When he joined Peloton in late 2021, Abhi noticed that his department’s operational excellence processes could be improved. What they needed was a standard way to track performance and a platform for engineering managers to discuss those metrics.

Abhi came up with a live document where managers could aggregate and track all the most vital metrics and who was responsible for each. The document became a hub where Abhi could collect feedback and run ops review meetings. The process wasn’t perfect, but it got the ball rolling. Over time, and with regular feedback from the team, Abhi and his colleagues refined the document and the way the weekly ops meetings are run.

Their process uncovered a potential problem: With increased attention to the way their systems perform, the on-call engineers could be overburdened and their work-life balance compromised. To get ahead of this problem, Abhi created a document of healthy on-call practices and a tiered escalation proposal that would cut down on the number of hours engineers spend on-call.

Authoring documents like these not only helps him think through problems, Abhi says, it also helps create buy-in and rally others to collaborate.

No one asked Abhi to lead these improvements, he just did it. “The key here is my manager didn't say, ‘Hey, go solve this problem.’ I brought it up, saying, ‘It seems like there is a problem. This is how I’m thinking about it. I’m going to make it happen.”

When asked about how the process is going, he says, “We’ve had the weekly ops review for a few months now, and I had a retrospective with my peers on how to improve it. Operational excellence is never done. The key is continuous improvement. By embracing a bias for action, we’ll keep getting better. ”

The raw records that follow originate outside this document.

PR #1391, opened 2026-01-16
Better DMR support

krissetto:
Makes endpoint selection more resilient. If `base_url` is not set, `cagent` will try multiple well-known URL to best support the environment it's deployed in (local binary, container on linux, in a container on DD on mac/windows)

Also uses the /engines/_configure endpoint to configure models instead of shelling out to the CLI.

### DIFF
--- a/pkg/model/provider/dmr/client.go
+++ b/pkg/model/provider/dmr/client.go
@@ -35,10 +35,23 @@ import (
 )
 
 const (
+	// configureTimeout is the timeout for the model configure HTTP request.
+	// This is kept short to avoid stalling client creation.
+	configureTimeout = 10 * time.Second
+
+	// connectivityTimeout is the timeout for testing DMR endpoint connectivity.
+	// This is kept short to quickly detect unreachable endpoints and try fallbacks.
+	connectivityTimeout = 2 * time.Second
+)
+
+const (
 	// dmrInferencePrefix mirrors github.com/docker/model-runner/pkg/inference.InferencePrefix.
 	dmrInferencePrefix = "/engines"
 	// dmrExperimentalEndpointsPrefix mirrors github.com/docker/model-runner/pkg/inference.ExperimentalEndpointsPrefix.
 	dmrExperimentalEndpointsPrefix = "/exp/vDD4.40"
+
+	// dmrDefaultPort is the default port for Docker Model Runner.
+	dmrDefaultPort = "12434"
 )
 
 // Client represents an DMR client wrapper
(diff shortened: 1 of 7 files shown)


pkg/model/provider/dmr/client.go
```diff
@@ -127,6 +180,48 @@ func inContainer() bool {
...
+
+// getDMRFallbackURLs returns a list of fallback URLs to try for DMR connectivity.
+// The order is chosen to maximize compatibility across platforms:
+// 1. model-runner.docker.internal - Docker Desktop's integrated model-runner
+// 2. host.docker.internal - Docker Desktop's host access (works on macOS/Windows/Linux Desktop)
+// 3. 172.17.0.1 - Default Docker bridge gateway (Linux Docker CE)
+// 4. 127.0.0.1 - Localhost (when running directly on host)
+func getDMRFallbackURLs() []string {
+	return []string{
+		fmt.Sprintf("http://%s%s/v1/", dmrModelRunnerInternal, dmrInferencePrefix),
```
simonferquel: I think we can be a bit better at making the fallback list:
- detect if we are in a container -> fallback to the model-runner.docker.internal
- if docker desktop socket is found (we already have code that reaches the docker desktop backend) -> host.docker.internal
- otherwise default dd bridge / localhost

pkg/model/provider/dmr/client.go
```diff
@@ -34,11 +34,31 @@ import (
...
 	dmrInferencePrefix = "/engines"
 	// dmrExperimentalEndpointsPrefix mirrors github.com/docker/model-runner/pkg/inference.ExperimentalEndpointsPrefix.
 	dmrExperimentalEndpointsPrefix = "/exp/vDD4.40"
+
+	// dmrDefaultPort is the default port for Docker Model Runner.
+	dmrDefaultPort = "12434"
+
+	// Docker Desktop internal hostnames and fallback IPs for cross-platform support.
+	// These are tried in order when the primary endpoint is unreachable.
+	dmrModelRunnerInternal = "model-runner.docker.internal" // Docker Desktop's model-runner service
```
simonferquel: those consts are only used within `getDMRFallbackURLs`. should'nt we move them inside the function ?

pkg/model/provider/dmr/client.go
krissetto: I might be tired but i'm not 100% sure i understood exactly what you meant here :) either way i made some adjustments, feel free to give it a try on windows as well as that's where i haven't yet tested at all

Abhishek is naturally inclined this way. Even in his personal life he is “usually the one breaking the analysis paralysis around which restaurant we should get dinner at or if it is travel plans,” he said. “Indecisiveness stresses me out!”

Before joining the Peloton team, Abhi spent his career working in startups where everyone is expected to simply do the work and then go find more. So when he arrived at Peloton, he excelled.
In fact, Operating with a Bias for Action was something that drew Abhi to the company—it just clicked. “It’s been my style. If I feel like I’m operating for the greater good and have reasonable confidence that what I’m gonna do is actually good for the entire system, I go ahead and do it.”

Being quick to take action doesn’t come without its risks, of course, and Abhi is quick to acknowledge projects that could have turned out better. One of them is a bug fix he insisted be thoroughly tested, despite the fact that it was highly unlikely the fix would cause major problems. His overcautiousness delayed the release by almost a month. On another occasion, Abhi gave his team the go-ahead on a project without waiting for the design, marketing, and payment partner approvals to come through. When those finally did come in, the team had to backtrack and throw out some of their work.

People are going to make mistakes, but in an environment where action is expected, mistakes are forgiven. “Peloton provided plenty of opportunities for me to apply this principle in day-to-day operations. I have made good progress and brought meaningful results, but I’ve also made some mistakes, which I have reflected on so that I don’t make similar mistakes again.”

Abhi doesn’t think this attitude—Operate with a Bias for Action—works everywhere. In other companies, this m.o. may not be welcome. But this isn’t the case at Peloton, he said. It’s energizing to work for a company that welcomes this behavior and recognizes team members who embrace it.

“It’s so ingrained in the culture that peers recognize when others operate with a bias for action. This value is emphasized at every turn”, Abhi said. “This gets called out in our promotion process, in peer recognition, and in day-to-day operations. It’s built into the way Peloton rewards its employees.”

In practice, it’s a very simple principle, executed this way: “If you see a gap, go ahead and fill it. Do it even if it isn’t your responsibility. As long as you keep this in mind”, Abhi said, "you’re going to do well. You create value, you become impactful, you are more visible.”